┌──

PR #758, opened 2016-02-08
Build system cleanup

mikadou:
Some cleanup and improvements related to the build system.
Also addresses #739

PR #803, opened 2016-03-07
changed to `dist: trusty` in .travis.yml

krichter722:
and removed `boost/latest` PPA because it's not available for trusty

### DIFF
--- a/.travis.yml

└──

▶ [Aim of the exercise]
Write out each entry exactly, and omit nothing.

▶ [Task result]
PR #758, opened 2016-02-08
Build system cleanup

mikadou:
Some cleanup and improvements related to the build system.
Also addresses #739

PR #803, opened 2016-03-07
changed to `dist: trusty` in .travis.yml

krichter722:
and removed `boost/latest` PPA because it's not available for trusty

### DIFF
--- a/.travis.yml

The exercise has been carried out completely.